The device is set to the best available option to maximize the benefits of the optimization process.
1. Load the Model
Before optimizing the model, we load the Flux2-Klein-Base-4B pipeline. You need a HuggingFace account with access to the model; run the login cell below with your token. Do not use enable_model_cpu_offload() as it interferes with FORA’s caching mechanism.
[ ]:
# Login to HuggingFace (required for Flux2 model access)
from huggingface_hub import login
# Replace with your HuggingFace token
HF_TOKEN = "your_hf_token_here"
login(token=HF_TOKEN)
[ ]:
import torch
import copy
import gc
import matplotlib.pyplot as plt
from diffusers import Flux2KleinPipeline
from pruna import SmashConfig, smash
# Check CUDA availability
device = "cuda" if torch.cuda.is_available() else "cpu"
We load the Flux2-Klein-Base-4B pipeline. This is a 4 billion parameter model optimized for high-quality image generation.
[ ]:
print("Loading Flux2 pipeline...")
pipe = Flux2KleinPipeline.from_pretrained(
"black-forest-labs/FLUX.2-klein-base-4B",
torch_dtype=torch.bfloat16,
)
pipe = pipe.to(device)
print("Pipeline loaded!")
# NOTE: Do NOT use pipe.enable_model_cpu_offload()
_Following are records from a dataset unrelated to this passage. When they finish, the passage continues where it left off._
PR #6189, opened 2025-07-12
Store routing icons separately

hlfan:
Test driving the inline_svg gem.

Continues #5753 and closes #5776 following the discussion in #5880.

The color replacement is still broken, and I don't know what else to try.


mmd-osm:
I've tested your code (aa65a878f7f610554b8ad67f3731c49d7e07f8d3), and for me color replacement is working ok. I also put in some debug "hello world" code in both transform methods, and they're being called when loading the page.

image

Dark mode:

image

hlfan:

# It breaks FORA's caching mechanism by re-initializing model hooks
2. Define Generation Parameters
Set up the common parameters for image generation. We use the same parameters for both baseline and optimized models to ensure a fair comparison.
[ ]:
# Generation parameters
prompt = "A humanoid robot or cyborg set against a bold red background"
gen_kwargs = dict(
image=None,
prompt=prompt,
height=1024,
width=1024,
guidance_scale=4.0,
num_inference_steps=50,
)
# Use same seed for reproducible results
def get_generator():
return torch.Generator(device=device).manual_seed(42)
# FORA parameters
FORA_START_STEP = 4 # Start caching after this many steps
FORA_INTERVAL = 3 # Recompute every N steps (higher = faster but lower quality)
# Benchmarking parameters
NUM_WARMUP = 2 # Warmup runs (not timed)
NUM_TIMED = 3 # Timed runs for averaging
print(f"Prompt: {prompt}")
print(f"Image size: {gen_kwargs['height']}x{gen_kwargs['width']}")
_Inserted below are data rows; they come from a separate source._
PR #6616, opened 2025-12-14
Fix issue #6614: Support spaces in @mentions using quotes

### LINKED ISSUE #6614: @ syntax with space in user name fails on changeset comment
On https://www.openstreetmap.org/changeset/175272266
we see there is no way to use "@" syntax on
people with space in their usernames.

Image

Apparently the trick is to use `%20` for space.

But alas, there is no GitHub-style @ list to pick from, so it is easy to misspell other peoples names, causing them to not get notified (if indeed they are especially notified,  via these "@"s, in the first place, even if not subscribed.)

aNsHuL5217:
### Description
Fixes #6614.

This PR updates the `RichText#linkify_users` method to support user mentions containing spaces by allowing quoted syntax (e.g., `@"Open Mapper"`).

**Key changes:**
* **Updated Regex:** Now detects mentions enclosed in quotes.
* **Quote Handling:** Supports straight quotes (`"`), smart quotes (`“”`), and escaped entities (`&quot;`), ensuring compatibility with the Markdown renderer.
* **Email Protection:** Added a negative lookbehind `(?<!\w)` to ensure that email addresses (e.g., `user@example.com`) are not accidentally parsed as mentions.
* **Prevented Double-Linking:** The visible `@` symbol is replaced with the HTML entity `&#64;` to prevent subsequent parsers (like `expand_link_shorthands`) from detecting the mention a second time.

### How has this been tested?
* **New Test Case:** Added `test_linkify_username_with_space` to `test/lib/rich_text_test.rb` to verify that quoted mentions are correctly parsed into relative links with safe HTML output.
* **Regression Testing:** Ran the full `RichTextTest` suite (`bundle exec rails test test/lib/rich_text_test.rb`) to confirm that standard mentions (`@user`) and email addresses still function correctly.
* **Linting:** Verified code style compliance using `rubocop`.

### DIFF
--- a/lib/rich_text.rb
+++ b/lib/rich_text.rb
@@ -4,6 +4,7 @@ module RichText
   DESCRIPTION_MAX_LENGTH = 500
   DESCRIPTION_WORD_BREAK_THRESHOLD_LENGTH = 450
   URL_UNSAFE_CHARS = "[^\\w!#$%&'*+,./:;=?@_~^\\-]"
+  LINK_ATTRIBUTES = 'rel="nofollow noopener noreferrer" dir="auto"'
 
   def self.new(format, text)
     case format
@@ -99,12 +100,18 @@ module RichText
     private
 
     def linkify_users(text)
-      text.gsub(/(?<!\w)@(?:(?:&quot;|["“”])(.+?)(?:&quot;|["“”])|(\w+))/) do |match|
-        name = ::Regexp.last_match(1) || ::Regexp.last_match(2)
-        slug = ERB::Util.url_encode(name)
-        safe_match = match.sub("@", "&#64;")
+      regex = /(?<!\w)@(?:“([^”]+?)”|”([^”]+?)”|‘([^’]+?)’|’([^’]+?)’|"([^"]+?)"|'([^']+?)'|(\w+))/
 
-        "<a href=\"/user/#{slug}\" rel=\"nofollow noopener noreferrer\">#{safe_match}</a>"
+      text.gsub(regex) do |match|
+        name = ::Regexp.last_match.captures.compact.first
+        next match unless name
+
+        slug_name = name.tr("“”‘’", %q(""''
+))
+        slug = ERB::Util.url_encode(slug_name)
+
+        safe_match = match.sub("@", "&#64;")
+        "<a href=\"/user/#{slug}\" #{LINK_ATTRIBUTES}>#{safe_match}</a>"
       end
     end
 
@@ -139,8 +146,7 @@ module RichText
     end
 
     def auto_link(text, mode)
-      link_attr = 'rel="nofollow noopener noreferrer" dir="auto"'
-      Rinku.auto_link(text, mode, link_attr) { |url| format_link_text(url) }
+      Rinku.auto_link(text, mode, LINK_ATTRIBUTES) { |url| format_link_text(url) }
     end
 
     def format_link_text(url)
--- a/test/lib/rich_text_test.rb
+++ b/test/lib/rich_text_test.rb
@@ -193,7 +193,6 @@ class RichTextTest < ActiveSupport::TestCase
   end
 
   def test_markdown_table_alignment
-    # Ensure that kramdown table alignment styles are converted to bootstrap classes
     markdown_table = <<~MARKDOWN
       | foo  | bar |
       |:----:|----:|
@@ -226,9 +225,11 @@ class RichTextTest < ActiveSupport::TestCase
   end
 
   def test_linkify_username_with_space
-    text = 'Hello @"Open Mapper"'
-    html = RichText.new("markdown", text).to_html
-    assert_match %r{<a href="/user/Open%20Mapper" rel="nofollow noopener noreferrer">&#64;”Open Mapper”</a>}, html
+    with_settings(:linkify => { :detection_rules => [{ :patterns => ["@(?<username>\\w+)"], :path_template => "user/\\k<username>" }] }) do
+      text = 'Hello @"Open Mapper"'
+      html = RichText.new("markdown", text).to_html
+      assert_match %r{<a href="/user/Open%20Mapper" #{RichText::LINK_ATTRIBUTES}>&#64;[“”]Open Mapper[“”]</a>}o, html
+    end
   end
 
   def test_text_to_html_linkify_replace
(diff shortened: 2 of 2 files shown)


lib/rich_text.rb
```diff
@@ -97,6 +98,16 @@ def linkify(text, mode = :urls)
 
     private
 
+    def linkify_users(text)
+      text.gsub(/(?<!\w)@(?:(?:&quot;|["“”])(.+?)(?:&quot;|["“”])|(\w+))/) do |match|
+        name = ::Regexp.last_match(1) || ::Regexp.last_match(2)
+        slug = ERB::Util.url_encode(name)
+        safe_match = match.sub("@", "&#64;")
+
+        "<a href=\"/user/#{slug}\" rel=\"nofollow noopener noreferrer\">#{safe_match}</a>"
```
hlfan: This should go through `Rinku.auto_link` as well to keep it DRY

aNsHuL5217: Thanks for pointing that out! While Rinku doesn’t provide a builder for arbitrary tags, I noticed I was duplicating link attributes and had also missed dir="auto". I’ve refactored those into a shared LINK_ATTRIBUTES constant used by both linkify_users and auto_link to keep things DRY and consistent.

hlfan:
And how am I supposed to tag this user named ["Yo"](https://www.openstreetmap.org/user/%22Yo%22)?

aNsHuL5217:
Thanks for pointing that out @hlfan ! I realized the original regex didn't account for names containing quotes like "Yo".

I've updated the logic to support single quotes as wrappers, so you can now tag that user simply as @'Yo'.

This update also handles cases where Markdown converts standard quotes into "smart" curly quotes, preventing broken links. I've added a test case to cover this scenario as well.

hlfan (changes requested):

aNsHuL5217:
Sorry for that @hlfan !
To fix the @'tis false positive, would you prefer I restrict the regex (e.g. max 50 chars, no newlines) or implement database validation?

hlfan:
Well, that's the crux of the issue. We couldn't even deny newlines, as there's already one user with \r\n in the name: https://www.openstreetmap.org/user/Mohamedkaizen%0D%0AMohamedkaizen

I think the way to reduce this risk as much as possible is to use a different delimitation character that is more commonly related to URLs than casual text. Right now, the longest name of a contributor is [bwdlqwbdjlbqlwdjbqlwjdbqljwbdlqwjbdlqwjdblqjwbdlqjwdbqlwjdblqwdblqjbdlqjwbdljqbwdljqwbdlqbwdbqwdblqwdlqwbdlbdlqbwldbqlwbdlqbwdlqbdlqbdljwbdlqwbdwlbqlwdblqwbdjlqwbdjlqwbdljqwbdljqbwdljqbdlqwbdlqbdljqbdljqbwdljbqldbqlwdbljqwbdljqwdbqlwdbqlwjdbqlwdbqlw](https://www.openstreetmap.org/user/bwdlqwbdjlbqlwdjbqlwjdbqljwbdlqwjbdlqwjdblqjwbdlqjwdbqlwjdblqwdblqjbdlqjwbdljqbwdljqwbdlqbwdbqwdblqwdlqwbdlbdlqbwldbqlwbdlqbwdlqbdlqbdljwbdlqwbdwlbqlwdblqwbdjlqwbdjlqwbdljqwbdljqbwdljqbdlqwbdlqbdljqbdljqbwdljbqldbqlwdbljqwbdljqwdbqlwdbqlwjdbqlwdbqlw) at 249 chars, so none of these suggestions would be inclusive.

And database validation is probably too much of a slowdown for how often this library is called.

HolgerJeromin:
Do we really have to fix the issue for **all**? 
Or it is OK to break the three funny users which have ", linebreaks and other stuff in it?
I would keep it simple and ignore them.

we could keep them in (negative) unit test (with explaining comments) to declare the explicit simplicity.

hlfan:
But where do you draw the line? Do you want users to need to escape whitespace or not?

lib/rich_text.rb
```diff
@@ -97,6 +99,22 @@ def linkify(text, mode = :urls)
 
     private
 
+    def linkify_users(text)
+      regex = /(?<!\w)@(?:“([^”]+?)”|”([^”]+?)”|‘([^’]+?)’|’([^’]+?)’|"([^"]+?)"|'([^']+?)'|(\w+))/
```
pnorman, line 103: Is there some way to match that doesn't involve an unreadable regular expression?

pnorman: There's also a lot of logic in this regular expression that is not tested. It looks like it matches
- `“”`
- `””`
- `‘’`
- `’’`
- `""`
- `''`

Should we have a test that shows that it doesn't linkify something like `@"foo'`? What happens if there are multiple potential matches? e.g. `@“foo@”bar”`

HolgerJeromin:
> But where do you draw the line? Do you want users to need to escape whitespace or not?

IMO spaces could be supported. But we should ignore other white space or `"` (which will produce wrong links, yes)

pablobm:
I think we should go in a different direction. This solution would require users to learn a new syntax that is not obvious, particularly as it's not a common convention that they may have learned at other apps. And that's before going into the side-effects that are being discussed above.

I have created an issue at https://github.com/openstreetmap/openstreetmap-website/issues/6635, describing what I think we should do instead.

aNsHuL5217:
@pnorman I gave the `@"foo'` edge case a shot, but getting it to work safely (without breaking URLs or HTML) made the regex extremely complex and unreadable.

I'm thinking of sticking with the simpler implementation. In my opinion, the trade-off of having hard-to-maintain code isn't worth it for such a rare edge case. The current version handles all standard and smart quotes correctly.

I've reverted to the cleaner version—let me know if you're okay with this approach!

aNsHuL5217:
@pablobm Thanks for linking that issue! I just read through the discussion in #6635.

Honestly, while a proper dropdown/User-ID system would be the ideal solution eventually, it looks like it's facing some pretty massive blockers right now. As 1ec5 and TomHughes pointed out, we don't have a User Search API, and moving away from plain-text comments to support hidden IDs would likely require a full Rich Text Editor overhaul.

I think this PR is the best path forward for now because it solves the bug immediately without needing a massive architectural rewrite. We can always upgrade to the "perfect" system later if those technical hurdles get cleared, but I don't think we should block this fix while waiting for that to happen.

print(f"Inference steps: {gen_kwargs['num_inference_steps']}")
print(f"FORA start_step: {FORA_START_STEP}, interval: {FORA_INTERVAL}")
3. Benchmark Baseline (No Optimization)
First, we measure the baseline performance without any optimization.
[ ]:
# Move pipeline to GPU
pipe.to("cuda")
# ============================================================
# BASELINE: Warmup then Measure
# ============================================================
print(f"--- Warming up BASELINE ({NUM_WARMUP} runs) ---")
for i in range(NUM_WARMUP):
print(f" Warmup {i+1}/{NUM_WARMUP}...")
_ = pipe(**gen_kwargs, generator=get_generator())
torch.cuda.synchronize()
print("Baseline warmup complete.")
print(f"\n--- Timing BASELINE ({NUM_TIMED} runs) ---")
baseline_times = []
for i in range(NUM_TIMED):
start_event = torch.cuda.Event(enable_timing=True)
end_event = torch.cuda.Event(enable_timing=True)
torch.cuda.synchronize()
start_event.record()
image_baseline = pipe(**gen_kwargs, generator=get_generator()).images[0]
end_event.record()
torch.cuda.synchronize()
elapsed = start_event.elapsed_time(end_event) / 1000 # ms to seconds
baseline_times.append(elapsed)
print(f" Run {i+1}: {elapsed:.2f}s")
avg_baseline = sum(baseline_times) / len(baseline_times)
print(f"\nBaseline average: {avg_baseline:.2f}s")
4. Define SmashConfig and Smash the Model
Now we create an optimized model using Pruna’s smash function with three techniques:
FORA Parameters
``fora_interval``: How often to recompute transformer outputs (higher = faster, but lower quality)
``fora_start_step``: Number of initial steps to run without caching (higher = better quality early steps)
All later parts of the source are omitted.